Every year publishers, writers, and readers gather en masse for a momentous occasion known as BookCon. I distinctly remember reading articles seven years ago declaring the death of the print industry. Judging by the year over year growth of BookCon, books are more popular than ever. With the ever-increasing popularity of the Young Adult genre, home to series’ like Cassandra Claire’s Shadow Hunters (and various spin-offs, not to mention movie and TV show), and Sarah J. Maas’ Throne of Glass, and A Court of Thorns and Roses series, and more, a conference completely dedicated to books, authors, and the readership that makes them popular makes perfect sense.

My sister and I headed out to this years’ BookCon (#BookCon2018), enticed by the various recaps on social media. The buzz surrounding the conference, it’s events, signings, and temptingly teetering towers of advanced readers copies (ARCs) and book drops, made BookCon seem like the obvious conclusion to a lifelong reading passion.

The reality?

Prepare to walk and stand, but mostly prepare to wait.

The book community is amazing. Readers were tweeting schedules, insider information, informative blog posts. The most popular tip? Wear comfortable shoes and plan as much as you can.

However, while standing on one of the many lines we found ourselves that day, many attendees told my sister and I that they had planned their BookCon down to the minute and still were bowled over with the wait times for BookCon events, signings, and book drops. Ladies who were lucky enough to score signing tickets (another tip, don’t hold your breath on those, seasoned BookCon attendees will tell you that tickets to signings – especially popular ones – will be gone in a matter of minutes) revealed that they had skipped multiple signings because they were stuck on long lines.

My sister and I went on Saturday and only ended up with two books – one signed and one from a book drop. The impression we received is that organizers are instructed to tell attendees that no official lines are started more than 30 minutes prior to the start of an event. But often attendees will form “unofficial” lines elsewhere, look for those as early as possible, as those often become the official line and will be started up to an hour and a half before an event starts. Waiting on a book drop or a signing? Show up an hour to two hours ahead. No, I’m not kidding. We showed up two hours before a signing/book drop for Kerri Maniscalco (the Jimmy Patterson team and Kerri were absolutely amazing) and started off at the back of what could only be described as a monster line. We were initially told that we were beyond the limit of books they had, but we determinedly remained on the back end of the line and ended up being amongst the handful of people who received books past the “official” end of the line – which was unfortunate for the 75+ people who had lined up behind us and waited for nothing. That was three hours of waiting, for a single book. Before I continue, this isn’t meant as a rant or a stream of complaints, but people travel far for this conference and I think they should have a realistic expectation of what the conference will be like.

Don’t plan on picking up piles and piles of books. I have no idea where people who post BookCon hauls on social media get so many books from, but skip the lines and don’t miss the exciting talks and panels (like we did).
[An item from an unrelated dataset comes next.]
PR #44, opened 2020-05-15
Correct error in creation of NimBLEAddress from six bytes in a std::string

Jeroen88:
Add creation of a NimBLEAddress from a std::string of 6 exactly bytes (no leading or trailing zeroes allowed). Add creation of a NimBLEAddress from an empty string, also because this is used in error (without purpose I think) in the library in the form of an address with six zeroes `NimBLEAddress("\0\0\0\0\0\0")`, which in fact leads to a string of length zero and the log text `Invalid address ''`.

Unless BookCon changes the book drop policy, buy your books online and avoid the painful lines, only wait for the copies and signings you really really want.

Dear BookCon,

There were a few organizational issues. Which is to be expected for a conference of this size. There should be a more organized way to handle lines, ticketed signings should be released at a variety of times instead of all at once to give opportunity to all attendees.
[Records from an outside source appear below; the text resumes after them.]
PR #45, opened 2020-05-15
NimBLEScan results are incomplete!

Jeroen88:
Add `NimBLEAdvertisedDevice` copy constructor and use it in `NimBLEScanResults::getDevice()`, because otherwise the `std::string` class member variables of the advertisedDevice is not returned correctly by `NimBLEScan::getResults()` and `NimBLEScan::start()`. Only the data from the `BLEAdvertisedDeviceCallbacks` (so on a per device basis) is correct. 
I _think_ (but I am not a 100% sure) the root cause is because `std::map<std::string, NimBLEAdvertisedDevice*> m_advertisedDevicesMap` in `NimBLEScanResults` is pointer based, and thus the `NimBLEAdvertisedDevice*` pointers are _copied_ and not _constructed_.

The `uint8_t *payload` pointer may still be dangling!

### DIFF
--- a/src/NimBLEAdvertisedDevice.cpp
+++ b/src/NimBLEAdvertisedDevice.cpp
@@ -50,6 +50,37 @@ NimBLEAdvertisedDevice::NimBLEAdvertisedDevice() {
 
 
 /**
+ * @brief Copy constructor
+ */
+NimBLEAdvertisedDevice::NimBLEAdvertisedDevice(const NimBLEAdvertisedDevice &rhs) {
+    m_address          = rhs.m_address;
+    m_advType          = rhs.m_advType;
+    m_appearance       = rhs.m_appearance;
+    m_deviceType       = rhs.m_deviceType;
+    m_manufacturerData = rhs.m_manufacturerData;
+    m_name             = rhs.m_name;
+    m_pScan            = rhs.m_pScan;
+    m_rssi             = rhs.m_rssi;
+    m_serviceUUIDs     = rhs.m_serviceUUIDs;
+    m_txPower          = rhs.m_txPower;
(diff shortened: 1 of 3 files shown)


h2zero:
Good catch, can't say I've used that method much. Any reason not to just return a pointer/reference there instead of copying?

Jeroen88:
Well I did not design the API! ;)

I added `NimBLEAdvertisedDevice *getDevice(const NimBLEAddress &address)` in PR #46, and this works correctly without the copy constructor. However, I think it is not correct to return non-const pointers internal structures that should not be modified by the program. But non-const pointers are returned everywhere in this library! If we make them const, as suggested in PR #42, the user program should update all pointer variables to be const also, so this is not without impact.

If we return a reference we should come up with a solution to a getDevice() out-of-bounds. Now a nullptr is returned, then some kind of empty device should be returned.

Speaking of returning references, I think it would be cool to return references everywhere instead of returning pointers. But then we should introduce also 'empty objects' for (intermediate) non-existent services or characteristics. Also some kind of 'check breadcrumb trail' should be introduced in each leaf of the `service.characteristic.descriptor` tree, for the user to check, if the retrieval of a value fails, until what level the path is valid. **This heavily changes the API!**

Jeroen88:
I did some additional tests and I think the copy constructor is not necessary. Closing for now.

h2zero:
Yes ideally we a const reference should be returned wherever internal structures are returned but that's a pretty big ask. I don't mind things as they are so much since it would be the API user that messes up the data if they change things, that;s on them 😃. The only other alternative is to return copies of the data, which I don't like, but is necessary sometimes.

Beyond that, I genuinely feel that publishers should consider giving more to the readers that show up to this conference. From a marketing perspective, publishers have already spent a certain amount of money to be present at this conference, but if they want to leverage the huge amount of potential exposure they should have a value-add for conference attendees. People should not leave having spent 8 hours on their feet, standing on lines waiting to get a book signed, or for a single free book. If you look at other conferences, like BlogHer, much of the initial attraction beyond community building and support was swag. Sponsors could easily get exposure by giving free product. The reading community that shows up to BookCon offers even greater leverage – the chances of them reading and sharing about the books they receive are exponentially greater by nature of this particular community. It’s safe to say that almost all the attendees are readers, have social media presence, and are possibly bloggers, vloggers, social media influencers, or librarians (influencers in their own right), these are people who love books and they love talking about books. And they’ve already invested in participating in a conference about books. Reviews are the bread and butter for authors and publishers, BookCon is the perfect way to facilitate them amongst dedicated and influential readers. Hundreds of people waiting in line for 75 books is not how this community should be treated.

So, is it worth it?

Yes. So much yes. Do I think there should be more perks to attending? Absolutely.
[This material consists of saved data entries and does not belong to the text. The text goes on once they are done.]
PR #47, opened 2020-05-17
Do not take the semaphore on an infinite scan (with duration == 0)

Jeroen88:
Do not take the semaphore on an infinite scan (with duration == 0), because this will block the program. If you don't take it, also don't release it when m_duration == 0.

With this PR you can do:

```
#include <Arduino.h>
#include <NimBLEDevice.h>

void setup() {
  Serial.begin(115200);
  Serial.println("/n/nStarted");

  BLEDevice::init("ESP32");

  Serial.println("Start background scan forever...");

  static BLEScan *pBLEScan = BLEDevice::getScan(); //create new scan
  pBLEScan->setActiveScan(false);
  pBLEScan->setInterval(256);
  pBLEScan->setWindow(255);
  pBLEScan->start(0);
}


void loop() {  
  Serial.println("INSPECT scanned device...");

  BLEScan *pBLEScan = BLEDevice::getScan(); // get pointer to existing scan in endlessly progress
  
  size_t index;
  bool found = false;
  for(index = 0; index < pBLEScan->getResults().getCount(); index++) {
    if(pBLEScan->getResults().getDevice(index).getAddress() == NimBLEAddress("58:2d:34:39:22:58")) {
      found = true;
      break;
    }
  }
  if(!found) {
    delay(12000);
    return;
  }

  NimBLEAdvertisedDevice dev = pBLEScan->getResults().getDevice(index);
  if(dev.haveServiceData()) {
    const uint8_t * pData = (const uint8_t*)(dev.getServiceData().data());
    Serial.printf("==== Data for uuid %s\n", std::string(dev.getServiceDataUUID()).c_str());
    size_t length = dev.getServiceData().length();
    for(size_t i = 0; i < length; i++) Serial.printf("0x%02x, ", pData[i]);
    Serial.println();
    if(pData[11] == 0x0d) {
      uint16_t rawTemperature = (pData[15] << 8) + uint16_t(pData[14]);
      uint16_t rawHumidity = (pData[17] << 8) + pData[16];
      Serial.printf("MJ-HT-V1 temperature is %.01f, humidity %.01f\n", float(rawTemperature) / 10.0, float(rawHumidity) / 10.0);
    } else if(pData[11] == 0x0a) {
      Serial.printf("MJ-HT-V1 battery is %u\n", pData[14]);
    } else if(pData[11] == 0x04) {
      uint16_t rawTemperature = (pData[15] << 8) + uint16_t(pData[14]);          
      Serial.printf("MJ-HT-V1 temperature is %.01f\n", float(rawTemperature) / 10.0);
    } else if(pData[11] == 0x06) {
      uint16_t rawHumidity = (pData[15] << 8) + uint16_t(pData[14]);          
      Serial.printf("MJ-HT-V1 humidity is %.01f\n", float(rawHumidity) / 10.0); 
    } else {
      Serial.printf("MJ-HT-V1 unknown type %u\n", pData[11]);
    }
  }

  delay(12000);
}
```

So you can start an infinite scan and read your device's service data at any time you want. You'll get the latest service data without the need for any callback function (in another PR yet in development I'll add a timestamp to the moment the advertised device was scanned).

I have not tested yet if this will co-exist with _reading_ a device. Maybe an infinite scan should be paused while reading and restarted afterwards. @h2zero what do you think?

### DIFF
--- a/src/NimBLEScan.cpp
+++ b/src/NimBLEScan.cpp
@@ -69,6 +69,7 @@ NimBLEScan::NimBLEScan() {
     m_scan_params.filter_duplicates  = 1; // If set, the controller ignores all but the first advertisement from each device.
     m_pAdvertisedDeviceCallbacks     = nullptr;
     m_stopped                        = true;
+    m_duration = 0;
     m_wantDuplicates                 = false;
 }
 
@@ -164,6 +165,7 @@ NimBLEScan::NimBLEScan() {
             }
 
             pScan->m_stopped = true;
+            pScan->m_duration = 0;
             pScan->m_semaphoreScanEnd.give();
             return 0;
         }
@@ -246,7 +248,9 @@ bool NimBLEScan::start(uint32_t duration, void (*scanCompleteCB)(NimBLEScanResul
     }
 
     m_stopped = false;
-    m_semaphoreScanEnd.take("start");
+    if(duration != 0) {
+        m_semaphoreScanEnd.take("start");
+    }
 
     // Save the callback to be invoked when the scan completes.
     m_scanCompleteCB = scanCompleteCB;
@@ -280,7 +284,10 @@ bool NimBLEScan::start(uint32_t duration, void (*scanCompleteCB)(NimBLEScanResul
         NIMBLE_LOGE(LOG_TAG, "Error initiating GAP discovery procedure; rc=%d, %s",
                                         rc, NimBLEUtils::returnCodeToString(rc));
         m_stopped = true;
-        m_semaphoreScanEnd.give();
+        if(m_duration != 0) {
+            m_duration = 0;
+            m_semaphoreScanEnd.give();
+        }
         return false;
     }
 
@@ -296,7 +303,9 @@ bool NimBLEScan::start(uint32_t duration, void (*scanCompleteCB)(NimBLEScanResul
  */
 NimBLEScanResults NimBLEScan::start(uint32_t duration, bool is_continue) {
     if(start(duration, nullptr, is_continue)) {
-        m_semaphoreScanEnd.wait("start");   // Wait for the semaphore to release.
+        if(duration != 0) {
+            m_semaphoreScanEnd.wait("start");   // Wait for the semaphore to release.
+        }
     }
     return m_scanResults;
 } // start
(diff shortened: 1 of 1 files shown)


h2zero:
Would it not work the same if you just called `scan->start(0,nullptr,false)`?

Jeroen88:
> Would it not work the same if you just called scan->start(0,nullptr,false)?

No this doesn't solve the problem

h2zero:
That's strange, it should work since that's basically what this PR does if duration == 0. It should not block unless calling scan again after the first time.

Jeroen88:
If duration == 0 the semaphore is never released, because [BLE_GAP_EVENT_DISC_COMPLETE](https://github.com/h2zero/NimBLE-Arduino/blob/9c011aa37402b60d6d06acc9581fe2e10ac00550/src/NimBLEScan.cpp#L158) is never issued.

h2zero:
It doesn't need to be released though unless there is something else trying to take it somewhere that I'm missing? I mean `scan->start()` can take that semaphore and keep it forever if it want's unless something else needs to use a resource it's controlling, but nothing else I can think of needs to take that resource, it was only for using the blocking call.

Jeroen88:
You are right (of course), I used the [second](https://github.com/h2zero/NimBLE-Arduino/blob/ec5b37cb98e9ae983d481fe2940f8f31732fbc35/src/NimBLEScan.cpp#L297) `start()` function, that indeed waits for the semaphore. Using `start(0,nullptr,false)` gives the behavior I need!. Closing this PR...

Jeroen88:
@h2zero Can an infinite scan co-exist with a read() or a write()? In other words, if I start an infinite scan, can I still read and write remote characteristics? Will notifications still be seen?

h2zero:
@Jeroen88 Yes you can read/write do whatever you like while scanning, the stack will just stop the scan to send/receive data from the device then resume the scan.

h2zero:
For what it's worth, this PR was a good idea. If someone called the blocking `start()` method with 0 duration their app would be stuck, unless they had another task that would stop it later manually. At the very least there should be a warning or something.

Jeroen88:
> For what it's worth, this PR was a good idea. 

Haha, after all a good idea! Would you like me to open it again? Do you need some changes, or will you finish it yourself?

Jeroen88:
> Yes you can read/write do whatever you like while scanning, the stack will just stop the scan to send/receive data from the device then resume the scan

It works like a charm!

h2zero:
> Lol, after all a good idea! Would you like me to open it again? Do you need some changes, or will you finish it yourself?

I think I may rework this a bit while I'm messing with the semaphores.

Jeroen88:
> I think I may rework this a bit while I'm messing with the semaphores

Okay, I'll keep it closed for now!

Jeroen88:
@h2zero I am cleaning up stale branches. Do we need this one still or can it be deleted?

h2zero:
You can delete this. I will be reworking this soon.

There is nothing like connecting with like-minded people from across the country. My sister and I ended up in so many great conversations with fellow-book lovers, and it was such a great experience. We swapped book recommendations, picked up conference-going tips, and spoke to publishing representatives who were thrilled to share our excitement for their books. My sister and I were also thrilled to meet Kerri Maniscalco, who was incredibly nice after signing books for quite a while. I think it’s really important to support reading, and therefor support the industry, it’s authors, it’s publishers, and conferences.